■ TASK OBJECTIVE ■
Could you copy, exactly as written, every line from the first line of the records through the one containing "## Root cause"?

■ DATA RECORDS ■
PR #95, opened 2026-08-30
fix: verify keys tier artifacts on the classified tier, not the manifest profile

### LINKED ISSUE #68: run finish blocks every light-tier run: verify keys tier artifacts on the manifest profile, not the classified tier
The router's bootstrap says to initialize the run with the installed gear ("For a standard run, pass the installed gear (`full`)") and notes that "if step 1 classifies differently, the manifest's profile field is informational; the decomposition's tier rules."

`verify_run` does not honor that: it derives the required artifact set from `manifest["profile_steps"]`. A run initialized with `--profile full` whose decomposition then says `"pipeline_tier": "light"` is required to produce `critic-findings-*.json` and `patch-log.json`, which light tier correctly never creates (steps 12 and 14 are skipped by the tier gate). The run finishes all its light-tier work and then sits at `blocked (verify)` with no legitimate way to pass, since the gate's own rules forbid re-interpreting failures and stubbing fake critic findings would defeat the point of the gate.

Reproduction:

1. `hpr run init t1 --profile full`
2. Write `research/runs/t1/prompt-decomposition.json` with `"pipeline_tier": "light"` plus a valid light run (report with required headings, polish-log.json).
3. `hpr run finish t1` fails on `artifact:critic-findings-dialectic.json` etc.

Suggested fix (what we ship in our fork): in `verify_run`, when the decomposition declares a `pipeline_tier` that differs from the manifest profile, resolve that tier's profile and take the step set from it, falling back to `profile_steps` when the tier is absent or unknown. One regression test: a light-classified run initialized with the gear profile passes with only `polish-log.json` required. 

Happy to send the PR.

maximilliangrand:
Fixes #68.

## Root cause

`verify_run` derived its required-artifact set from `manifest["profile_steps"]` (`src/hyperresearch/core/runs.py:489` on main). The router documents the opposite rule: initialize the run with the installed gear, and "if step 1 classifies differently, the manifest's profile field is informational, the decomposition's tier rules" (`src/hyperresearch/skills/hyperresearch.md`, bootstrap step 2.5).

So a run started with `--profile full` whose `prompt-decomposition.json` says `"pipeline_tier": "light"` was still gated on steps 12 and 14, which the light tier skips. `run finish` demanded `critic-findings-*.json` and `patch-log.json`, the run did all of its light-tier work, and then sat at `blocked (verify)` with no legitimate way to pass.

Diagnosis and the fix shape are @fduple's, from the issue.

## Fix

`_required_step_ids()` in `src/hyperresearch/core/runs.py` resolves the tier declared in the decomposition when it disagrees with the manifest profile, and takes the step set from that profile. A decomposition with no tier, an unreadable one, or a tier that resolves to no profile all fall back to `profile_steps`, so gear runs and pre-tier runs keep the artifact set they have today. `full`, `premier` and `dissertation` resolve to the same step tuple, so only light-classified runs change.

The manifest profile still supplies every other verify input (word targets, char targets): the gear owns the numbers, the tier owns the routing.

## Tests

`TestClassifiedTierArtifacts` in `tests/test_core/test_verification.py`:

* a light-classified gear run passes with only `polish-log.json` present
* a gear run with no declared tier still fails on the missing critic findings
* an unknown declared tier falls back to the manifest profile

The first test fails on main and passes with the fix. End to end, the issue's repro goes from `BLOCKED (verify)` to `SHIPPED`. Full suite: 701 passed. `ruff check src/ tests/` clean.

Assisted by Claude (Opus), disclosed in the commit trailer.


jordan-gibbs:
The fix is right and I want it. I reproduced the bug, and your read of it matches mine: `core/runs.py:489` keys the artifact requirement on `profile_steps`, which is stamped once at init from the gear profile and never revised, so a run started on `full` and classified `light` is gated on step 12 and 14 artifacts the tier correctly never produces. That contradicts the router's own rule at `skills/hyperresearch.md:106` — the manifest profile is informational, the decomposition's tier is authoritative.

`_declared_tier()` + `_required_step_ids()` is the right shape, the fallbacks are correct, and `test_light_classified_gear_run_passes_without_critic_artifacts` fails cleanly without the change. CI is green on all three versions.

The problem is the diff. It's 118KB for a ~42-line fix, and the rest is an em-dash strip: **159 lines removed containing an em-dash, zero added.** 146 of those are `CHANGELOG.md`, i.e. the project's entire release history rewritten. Could you drop all of it and resubmit just the fix?

Specifically, beyond the CHANGELOG:

- `core/runs.py:481` changes a **user-facing string** — `f"{len(errors)} error(s) — first: "` → `f"{len(errors)} error(s), first: "`. That changes what `hpr run verify` prints, unrelated to this bug.
- The `runs.py` module docstring, the `add_spend` comment, and the `verify_run` / `finish_run` docstrings.
- `tests/test_core/test_verification.py:197`, a wire-cluster fixture string for a different feature.

The substitutions also aren't neutral where they landed in prose — "skips Unpaywall entirely — their terms require a real address" became a comma splice, and a few others turned parenthetical asides into run-ons.

I'm assuming this was an automated pass that picked up more than intended rather than a deliberate style change; your #96 is clean, which is why I read it that way. If you'd rather propose a CHANGELOG style change separately I'm open to hearing it, just not bundled with a bug fix.

Two small things on the fix itself while you're in there:

- `_declared_tier` catches `json.JSONDecodeError` but not `OSError`, so an unreadable-but-present decomposition file propagates where the docstring promises a fallback.
- Not a blocker, and not your scope: the same `profile_steps` assumption survives in `run resume` / `run status` at `core/runs.py:249-252`, so a light-classified run still gets told its next step is 3. I've filed that separately as #100.

jordan-gibbs:
Merged, with the diff reduced to the fix. I took main's CHANGELOG, kept `_declared_tier` / `_required_step_ids` / the call site / your three tests, restored the em-dashes in the docstrings and the `run verify` output string, and added the `OSError` fallback. Final diff: 102 insertions, 2 deletions, zero em-dash removals. The fix itself was right the first time.

PR #97, opened 2026-09-11
fix: send the PreToolUse reminder as hookSpecificOutput JSON (#94)

### LINKED ISSUE #94: PreToolUse hook writes only to stderr with exit 0, so its reminder never reaches the model
## Summary

The `PreToolUse` hook installed by `hyperresearch install` writes its reminder to `stderr` and exits 0. Under Claude Code's hook contract, a hook's `stderr` is surfaced to the model only on exit code 2. On exit 0 it goes to the debug log. So the reminder never reaches the agent, and the hook does not do the one thing it exists to do.

Version: `hyperresearch` 0.10.0 (PyPI).

## Evidence

`.hyperresearch/hook.js` has a single output statement, at line 38, and no `process.stdout` write and no explicit exit:

```js
const vault = findVault();
if (vault) {
    const msg = [
        'HYPERRESEARCH: A research knowledge base exists in this project.',
        // ... reminder text ...
    ].join('\n');
    process.stderr.write(msg + '\n');
}
```

Measured against the session transcript, over a fixed sequence of 5 `Grep` plus 5 `Glob` calls:

- The hook fired 10 times.
- The payload text appears in 10 transcript records, and all 10 are `hook_success` log entries with `exitCode: 0`, empty `content` and empty `stdout`. The text lives only in `stderr`.
- The payload text appears **zero** times in any `user`-type record, which is the channel that carries tool results and injected context.
- The non-cached `input_tokens` value is constant across the turns, leaving no room for a side channel.

A control run of the identical sequence with the hook removed produced 0 payload occurrences and 0 `PreToolUse` firings, against 10 and 10 with it installed. So the firing is real; the delivery is not.

Measured cost while delivering nothing: roughly 34 ms per call, most of it Node process startup, on every `Glob`, `Grep`, `WebSearch` and `WebFetch`.

## Why it matters

The hook's stated purpose is to remind the agent to search the existing research base before going to the web, and to prefer `hyperresearch fetch` over `WebFetch`. That advice is good, and users who install the tool are entitled to assume it is being delivered. Today the agent never sees it, so the behaviour the hook is meant to produce depends entirely on the separate `CLAUDE.md` block.

The failure is also silent in both directions: there is no error, and the hook reports success.

## Suggested direction

Emit the reminder as JSON on `stdout` using the documented injection field rather than writing to `stderr`:

```js
process.stdout.write(JSON.stringify({
  hookSpecificOutput: {
    hookEventName: 'PreToolUse',
    additionalContext: msg
  }
}));
```

That is the supported path for putting text in front of the model from a `PreToolUse` hook on exit 0. We have four hooks on this machine using that shape, including one whose job is almost identical to this one, and the text does reach the model.

If the intent was deliberately to log rather than to inject, then the fix is the opposite one: say so in the README, because the current wording reads as though the agent is being reminded.

## Note on frequency

Whichever direction is chosen, the matcher is worth revisiting. The same static text on every `Glob` and `Grep` call is a lot of repetition for a reminder that does not change. If it is injected as written, it would be re-sent on every matching call with no deduplication, which is a real context cost on long sessions. A once-per-session injection would deliver the same advice at a fraction of the price.

dajiaohuang:
Fixes #94.

`hyperresearch install` writes `.hyperresearch/hook.js`, and that script printed its reminder with `process.stderr.write(...)` and then exited 0. Claude Code only surfaces a hook's stderr to the model when the hook exits 2. On exit 0 stderr goes to the debug log, so the reminder never reached the agent, and the hook did not do the thing it exists to do.

The script now emits the documented injection payload on stdout instead:

```js
process.stdout.write(JSON.stringify({
    hookSpecificOutput: {
        hookEventName: 'PreToolUse',
        additionalContext: msg
    }
}) + '\n');
```

Everything else about the hook is unchanged. It is still registered on the same `Glob|Grep|WebSearch|WebFetch` matcher, it still exits 0, and the vault check that gates the message is untouched, so the reminder still only appears when the project actually has a vault. stderr is now empty.

## Verification

Rendered the installed script the way `install` does and ran it under node in a project with a vault, before and after:

```
before: exit 0, stdout '', stderr 570 bytes
after:  exit 0, stdout {"hookSpecificOutput":{"hookEventName":"PreToolUse","additionalContext":"..."}},
                 parses as JSON, stderr 0 bytes
```

Two tests cover both halves. One asserts the rendered script carries the injection contract and no longer writes the reminder to stderr. The other runs the installed script under node and reads the channel the model reads, checking the exit code, the empty stderr, and the parseable payload. The node test skips when node is not on PATH, so the suite still runs where it is not installed.

700 tests pass, ruff clean.


jordan-gibbs:
You're right about the contract, and I verified it independently rather than assuming: for PreToolUse at exit 0, neither stdout nor stderr reaches the model — plain stdout only reaches it for `UserPromptSubmit`, `SessionStart` and `PostModelSwitch` — and `hookSpecificOutput.additionalContext` with `hookEventName` is the documented channel. So the reminder this repo has shipped since it was introduced has never once been delivered. The payload change is correct, the tests are the right tests, and the node-subprocess one actually parses the output rather than asserting on a string.

Also worth noting in favour of merging: `_write_hook_script()` runs at `core/hooks.py:3704`, *before* the already-installed early return, so this reaches existing installs on a re-run of `install` rather than only new ones.

One thing I'd like in the same PR before I merge. Right now the hook costs nothing because its output is discarded. After this, it injects ~570 bytes of identical static text on every `Glob`, `Grep`, `WebSearch` and `WebFetch` — and I don't think cross-turn dedup saves us. The documented dedup is for identical strings from *multiple hooks* in one dispatch, which is a different thing.

Your own issue raised this in its last paragraph and the PR doesn't engage with it, so: could you narrow the matcher to `WebSearch|WebFetch`? On `Glob` and `Grep` the advice is noise — those are local vault operations, and "check the research base before searching the web" doesn't apply. That keeps the injection on the two tools where it's actionable.

If you'd rather keep the wider matcher, the alternative is the `once` field, but I'd want to know what it does to a persisted `settings.json` before relying on it — the description says the hook is *removed* after execution, which sounds like it mutates the file. Narrowing the matcher is the boring option and I'd take it.

Unrelated heads-up: #98 touches the same `[Unreleased]` anchor and the same import block in `tests/test_core/test_hooks.py`. It's merged now, so you'll want to rebase — it'll be a trivial conflict.

jordan-gibbs:
Merged. I narrowed the matcher to `WebSearch|WebFetch` myself with a comment explaining why, and resolved the trivial conflict with #98. Your contract analysis was correct in every particular — confirmed against Claude Code's embedded hook docs.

■ ANSWER AREA ■
PR #95, opened 2026-08-30
fix: verify keys tier artifacts on the classified tier, not the manifest profile

### LINKED ISSUE #68: run finish blocks every light-tier run: verify keys tier artifacts on the manifest profile, not the classified tier
The router's bootstrap says to initialize the run with the installed gear ("For a standard run, pass the installed gear (`full`)") and notes that "if step 1 classifies differently, the manifest's profile field is informational; the decomposition's tier rules."

`verify_run` does not honor that: it derives the required artifact set from `manifest["profile_steps"]`. A run initialized with `--profile full` whose decomposition then says `"pipeline_tier": "light"` is required to produce `critic-findings-*.json` and `patch-log.json`, which light tier correctly never creates (steps 12 and 14 are skipped by the tier gate). The run finishes all its light-tier work and then sits at `blocked (verify)` with no legitimate way to pass, since the gate's own rules forbid re-interpreting failures and stubbing fake critic findings would defeat the point of the gate.

Reproduction:

1. `hpr run init t1 --profile full`
2. Write `research/runs/t1/prompt-decomposition.json` with `"pipeline_tier": "light"` plus a valid light run (report with required headings, polish-log.json).
3. `hpr run finish t1` fails on `artifact:critic-findings-dialectic.json` etc.

Suggested fix (what we ship in our fork): in `verify_run`, when the decomposition declares a `pipeline_tier` that differs from the manifest profile, resolve that tier's profile and take the step set from it, falling back to `profile_steps` when the tier is absent or unknown. One regression test: a light-classified run initialized with the gear profile passes with only `polish-log.json` required. 

Happy to send the PR.

maximilliangrand:
Fixes #68.

## Root cause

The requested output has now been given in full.